Я все еще был совершенно сбит с толку, когда дверь открылась и на пороге появилась Ивейн, чье светловолосо-голубое видение, к счастью, вернуло меня к самому себе в пространстве и времени. Она поняла значение благодарной улыбки, которой я приветствовал ее.
“Что за идея ввести тебя в гущу всех этих безделушек!” - воскликнула она. “Мой отчим, голландец, много лет провел в Батавии”. Она сопроводила свое объяснение ироничным жестом, адресованным всему восточному скобяному делу, громоздящемуся на стенах. “Пошли, нам будет лучше в другом месте”.
Я последовал за ней на террасу, расположенную за главным зданием, с которой открывался вид на небольшую долину. Оливковая роща поднималась по склону, обращенному к нам, и виноградные лозы виднелись за завесой кипарисов, простиравшихся над первым гребнем. Это была сокращенная версия сельской местности Прованса.
“Вот, я снова нахожу тебя”, - сказал я Иване.
Очень простая в своем платье из грубой синей ткани, она выбрала очаровательный гошери, слегка усталый, чтобы дать обычные объяснения.

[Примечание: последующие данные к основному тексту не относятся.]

PR #3620, opened 2023-01-26

### LINKED ISSUE #3618: [BUG] LAMMPS incorrectly converts non-numerical strings to numbers for evaluating math functions
**Summary**

I encountered an undocumented feature when using index-style (or string-style) variables in math functions. LAMMPS will quietly convert pure strings to 0 in such cases. Additionally, if the string starts with a number, e.g. "5a", LAMMPS will ignore everything after the first non-digit character and will use the first part as a number. I think an error should be raised instead.

Current develop
Linux Mint 20.3

**Expected Behavior**

LAMMPS should raise an error about trying to use a non-numerical string in math functions.

**Actual Behavior**

LAMMPS assigns a string a value of 0 or use only the numerical part of the string in further calculations.

**Steps to Reproduce**

Use the following lines as an input script:

```
variable i index "a"
print "$(5+v_i)"
```

LAMMPS will output 5 as if variable `i` was equal to 0.

Second case:

```
variable i index "5a"
print "$(5+v_i)"
```

Here, LAMMPS will output 10 as if variable `i` was equal to 5.

akohlmey:
**Summary**

This pull request combines multiple small changes and bug fixes.

**Related Issue(s)**

Fixes #3618 

**Author(s)**

Axel Kohlmeyer, Temple U

**Licensing**

**Backward Compatibility**

N/A

**Implementation Notes**

- Check that the value of an index or similar variable is a number when used in a numerical expression
- Update fix pimd input examples so they can run without creating folders, run a shorter time, don't write dump files by default, and output the fix pimd scalar global properties.
- Update ML-HDNNP package to use a newer release (2.2.0) of the n2p2 library.
- Apply (some) changes suggested by clang-tidy
- Remove redundant 'this->' from MEAM sources, enable and apply clang-format
- Variable "np" in fix pimd must be initialized in the constructor
- Initialize recently added pointer in fix reaxff/species to NULL
- Make bundled Kokkos lib compatible with musl-libc

**Post Submission Checklist**


akohlmey:
@stanmoore1 This pull request removes the excessive and redundant use of `this->` in the meam pair style. It makes the code much more readable, IMO. I haven't touched the KOKKOS package version, though, since there are cases where it is needed, and I don't understand Kokkos well enough to know when. If you have the time, I would appreciate if you could do a pass and see if any of the excess uses of the "this" pointer have carried over to the KOKKOS version and remove them. No big deal if not.

lib/kokkos/core/src/Kokkos_Macros.hpp
```diff
@@ -653,7 +653,9 @@ static constexpr bool kokkos_omp_on_host() { return false; }
 #if (defined(KOKKOS_COMPILER_GNU) || defined(KOKKOS_COMPILER_CLANG) ||  \
      defined(KOKKOS_COMPILER_INTEL) || defined(KOKKOS_COMPILER_PGI)) && \
     !defined(_WIN32)
+#if (defined(__linux__) && defined(__GLIBC_MINOR__))
```
stanmoore1, line 656: @akohlmey should this be ported to upstream Kokkos?

stanmoore1 (approved):

stanmoore1:
I approved. @akohlmey this PR fixes some issues with regression tests, I'd prefer to get it merged ASAP for testing purposes.

lib/kokkos/core/src/Kokkos_Macros.hpp
akohlmey: Good question. I don't have an answer for that, only some explanation of why I made this change.

The proper solution is already in their version 4.0 branch, but that requires C++17.
I read a comment from @crtrott that they want to support the current version with bugfixes for some time, so they may be interested to include this. But I am using some kind of "inofficial heuristic" here to tell GNU libc apart from musl-libc since the latter does not define a macro that identifies it, so there is a small chance that it would not be the right heuristic for all Kokkos use cases. The musl-libc is Linux-only and rarely used outside of embedded system environments. But you *can* configure Arch and Gentoo Linux to use it instead of GNU libc, hence the bug-reports (I found one on the Arch website) and the (proper) fix in Kokkos 4.

My use case is rather exotic: I am using a Linux-to-Linux cross-compiler that targets building fully binary portable and statically linked non-MPI executables for LAMMPS and the LAMMPS shell program (which is not really possible in the same way with GNU libc). The main intent is to offer people a download to quickly run a fully patched and full featured binary of LAMMPS (stable or develop branch) without having to compile it themselves for testing if a bug can be reproduced with the respective current version. But this can also be a more lightweight alternative to distributing virtual machine images for LAMMPS tutorials. Or useful for people that just want to try out a few things with LAMMPS.

stanmoore1:
> @stanmoore1 This pull request removes the excessive and redundant use of `this->` in the meam pair style. It makes the code much more readable, IMO. I haven't touched the KOKKOS package version, though, since there are cases where it is needed, and I don't understand Kokkos well enough to know when. If you have the time, I would appreciate if you could do a pass and see if any of the excess uses of the "this" pointer have carried over to the KOKKOS version and remove them. No big deal if not.

I'm looking into this.

stanmoore1:
I looked through the use of `this->` in Kokkos meam and only saw one instance that can be removed, but it looks like a bug anyway since it is in device code. 

This PR is ready to merge from my POV.

lib/kokkos/core/src/Kokkos_Macros.hpp
stanmoore1: @crtrott @dalg24 FYI, see change and discussion above for Kokkos that may need to be ported v3.7.2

“Территория составляет около 20 гектаров, но за ней не очень хорошо ухаживали. Мне следовало бы заняться этим, но у меня не хватает решимости ”.
“Значит, вы хозяйка дома?”
“Да, после смерти моей матери два года назад. Мой отчим перекладывает все домашние заботы на меня. Поскольку я испытываю ужас перед отдачей приказов, это получается довольно плохо”.
Я заверил ее, что, хотя я архитектор, предпочитаю неопрятные дома с сорняками, растущими на дорожках.
“О, вы архитектор!” - сказала она. Отдавшись первой пришедшей в голову ассоциации, она продолжила: “Садовники приставали ко мне с просьбой снова наполнить резервуар, и я не знаю, как это сделать ...”
“Что ж, мой визит не будет бесполезным”, - сказал я, смеясь. “Я дам вам консультацию”.
Мы поднялись по склону оливковой рощи, на вершине которой был выдолблен один из тех больших открытых небу резервуаров, какие можно найти в Провансе и которые, открываясь на уровне земли, напоминают плавательные бассейны. Резервуар был сухим; дно нуждалось в бетонировании.